Amogh Symphony began as the solo project of an Indian musician named Vishal Singh. I’m pretty sure we’ve never written about Amogh Symphony before, though we’ve written on three occasions about another project with which he has been involved — Robots Pulling Levers. Amogh Symphony has recorded a new album (the band’s third) named Vectorscan, which this time is no longer a solo work but a collaboration between Singh, Jim Richman, and Andrey Sazonov.
One of the new songs on the album was posted for streaming on Soundcloud within the last 24 hours. Its title is certainly intriguing: “1289, voyeur will shine, fight for distinction, evolution is mine”. The Soundcloud page includes a lot of information about the album that I read before listening to the song, and that information is certainly intriguing, too. For example:
There are at least 8 guest artists on the album, including vocalist Kasturi Singh, who is Vishal Singh’s mother. The instruments used on the album by Singh or his guests, which were recorded in 8 different studios, include microtonal guitar with bow, Hangs, saxophone, harmonica, violin, accordion, guitar synth, Hawaiian and slide guitars, microtonal trumpet, fretless bass, electric piano, and Santoor-guitar hybrid.
The music also includes a loop of cicadas recorded by Richman in the woods of Virginia. And the lyrics were written by Singh’s late grandmother, musician and singer Labanya Prabha Nath, in 1941 and were taken from her “book of songs”. The full lyrics are printed at this location, though they are mainly in Assamese.

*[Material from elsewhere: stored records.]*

PR #77, opened 2026-09-18
DDD-67: Credentials Management for Debezium Platform

### LINKED ISSUE #67: Debezium Platform credentials management
Provide DDD for pipeline credentials management (secret store integration, OpenBao as reference implementation).

pxcamus:
Closes #67.

Design for credentials management in Debezium Platform: pipeline configuration carries                                     
references instead of secret values, and each pipeline pod fetches its own credentials from a                              
secret store (OpenBao as the reference implementation) using its Kubernetes identity.


DDD-67.md
```diff
@@ -0,0 +1,602 @@
...
+  value: "openbao-token"
+- name: PIPELINE_VAULT_TOKEN_EXPIRATION_SECONDS
+  value: "600"
+```
+
+On the secret-store side, the operator enables the Kubernetes auth method once and writes a
+single policy that every pipeline pod shares:
+
+```shell
+bao auth enable kubernetes
```
mfvitale, line 245: Since we are relaxing the requirement to run the Platform only on Kubernetes. Could you explore this possibility also for the credentials?

DDD-67.md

The information summarized above is available in more detail here, with specific notes about each artist’s contributions. Perhaps needless to say, I was extremely curious about the music after reading it — and I had no idea what to expect.
The music is difficult to describe. It’s a head-spinning combination of syncopated rhythms, explosions of tech-metal guitar extravagance, shimmering keyboard ambience and sweeping orchestration, bounding bass noodling, a soaring wordless voice and spoken-word samples, meditative acoustic guitar instrumentals, conjunctions of dissonance and melody, and bursts of chaotic electronic noise. It’s multi-textured and complex, it probably has as much in common with jazz fusion as it does with metal, and somehow it all hangs together. It’s crazy, and crazy good.
Vectorscan was mixed by Singh and mastered for CD by Richman (who among other things also performed on drums — real ones, without sound replacement). The album is available for pre-sale here. The song is below.
I thought we were past the days of overly long obtuse names. That said there’s some very adventurous genre-blending here.
I’ve learned something about the song titles, but will let the band reveal their meaning in due course. 🙂
This reminds me of Estradasphere (if they were taking themselves seriously)
or Valerian Swing (Italian mathy instrumental ish)
More the former than the latter. Weird but good stuff!
I am really confused about what i just heard but it sounds awesome for sure.